Why the cross-platform angle matters

The profile's mention of cross-platform embedded systems and consumer-cloud integration points at the other half of the problem. A wearable is rarely a standalone product. It pairs with a phone, syncs to a cloud backend, and increasingly shares model updates over the air. Designing a system where the same logic behaves consistently across a microcontroller, a mobile app, and a server backend is its own engineering challenge, because each layer has different constraints and failure modes. Getting the split right, deciding what runs at the edge and what runs in the data center, is a recurring architectural decision rather than a solved problem.

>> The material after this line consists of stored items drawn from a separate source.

PR #628, opened 2022-01-10
Support .jp-RenderedHTMLCommon CSS class

flying-sheep:
If one e.g. uses `ipywidgets` to wrap a DataFrame, the output area has no `rendered_html` class, but `jp-RenderedHTMLCommon`

### Alternative

Using `:is(.rendered_html, .jp-RenderedHTMLCommon) table` would be a less verbose alternative that works in all current browser versions: https://caniuse.com/css-matches-pseudo

### DIFF
--- a/src/nbsphinx.py
+++ b/src/nbsphinx.py
@@ -656,6 +656,7 @@ div.nboutput.container div.output_area > div[class^='highlight']{
 }
 
 /* Some additional styling taken form the Jupyter notebook CSS */
+.jp-RenderedHTMLCommon table,
 div.rendered_html table {
   border: none;
   border-collapse: collapse;
@@ -664,10 +665,14 @@ div.rendered_html table {
   font-size: 12px;
   table-layout: fixed;
 }
+.jp-RenderedHTMLCommon thead,
 div.rendered_html thead {
   border-bottom: 1px solid black;
   vertical-align: bottom;
 }
+.jp-RenderedHTMLCommon tr,
+.jp-RenderedHTMLCommon th,
+.jp-RenderedHTMLCommon td,
 div.rendered_html tr,
 div.rendered_html th,
 div.rendered_html td {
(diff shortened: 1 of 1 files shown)


mgeier:
Thanks for this PR!

Do you have a small example for me to reproduce the problem?

Maybe we should include this in the example notebook in the docs?
There are already examples for DataFrame and for widgets, but not both at once.

Regarding `:is(...)`: I don't have a preference.

flying-sheep:
An example would be this:

```py
import pandas as pd
import ipywidgets as widgets

df = pd.DataFrame(...)

out = widgets.Output()
with out:
    display(df)

tabs = widgets.Tab(children=[out])
tabs.set_title(0, 'Test')
tabs
```

mgeier:
Thanks for the example, that's great!

I'll add it to the docs: #633

flying-sheep:
Perfect! Do you need anything more from me or is this ready then?

mgeier:
Thanks, that's all I need for now.

I'd like to have a look into the equations problem to see if there is any overlap, and then I'll come back to this.

mgeier:
I still don't understand why equation rendering doesn't work within widgets.
It should be enabled everywhere within `output_area`, but for some reason it doesn't seem to work.

Do you have an idea why that's the case?

flying-sheep:
No idea! Is that issue blocking this one? I’d assume this PR would be useful on its own.

mgeier:
> No idea! Is that issue blocking this one?

No it isn't!

> I’d assume this PR would be useful on its own.

Yes it is!

> I could take a look anyway if you give me a pointer to where equations are handled

Equations are handled via MathJax, which is supposed to be activated on elements with the `output_area` CSS class:

https://github.com/spatialaudio/nbsphinx/blob/be3e63ebbb2e2beb934661508ea056fe33f747ca/src/nbsphinx.py#L1910

AFAICT, the widget outputs have this class, but somehow it doesn't seem to work ...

The data center side has not gone away either. Training the models, aggregating telemetry, and pushing improvements back down to fleets of devices all happen server-side. The engineers who can reason across that whole stack, from a constrained sensor up to scalable backend infrastructure, are rare precisely because the two worlds reward opposite instincts. Embedded work prizes frugality and predictability. Cloud work prizes elasticity and abstraction.

The skeptic's note

Profiles like this one tend to arrive with a lot of momentum and not much measurable detail, and this one is no exception: it names focus areas without naming shipped products, benchmark numbers, or funding. That is worth flagging honestly rather than dressing up. The substance in this space is not in the press treatment, it is in whether a model actually runs within its power budget on real silicon, and those numbers are usually buried in datasheets and internal benchmarks rather than announcements.

What is real is the direction. As model compression tools mature and microcontrollers ship with dedicated neural accelerators, more intelligence is migrating to the edge, and the engineers who know how to make that work are quietly more valuable than the field's funding headlines imply. If you want to understand where consumer hardware is going over the next few years, the embedded ML layer is a more reliable signal than the model-of-the-week. The people tuning firmware to squeeze a useful model into a wristband are doing the unglamorous work that decides whether any of the bigger promises actually reach a user's hand.

For anyone wanting to get hands-on with the discipline rather than read about it, the TensorFlow Lite Micro repository and the ONNX Runtime documentation are good starting points, and they make the trade-offs described here concrete in a way no profile can.